[Stored data]

PR #2850, opened 2026-04-08
add jspecify to persistence libs (javadsl/japi packages only)

pjfanning:
follow up to #2617 

* couldn't find much that explicitly support nulls
* could be more but in the end of the day, this is best effort
* if users report more cases where nulls are supported, we can update the annotations


He-Pin (approved):
lgtm

PR #2853, opened 2026-04-10
actor-typed: Fix ProducerController crash on restart (#2762)

pjfanning:
cherry pick 1c633dae0b423a77c745ac211bb3691af5ec511d #2762 

I am still wary of this change. It does seem like a bug fix to me but I'm equally concerned that it took this long to come to light. I'd really appreciate if we could get more reviews of it.


He-Pin (approved):
lgtm

He-Pin:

- _EXERCISE_:
Find the lines in the data that include "this", then copy each of them.

- _YOUR SOLUTION_:
* could be more but in the end of the day, this is best effort
I am still wary of this change. It does seem like a bug fix to me but I'm equally concerned that it took this long to come to light. I'd really appreciate if we could get more reviews of it.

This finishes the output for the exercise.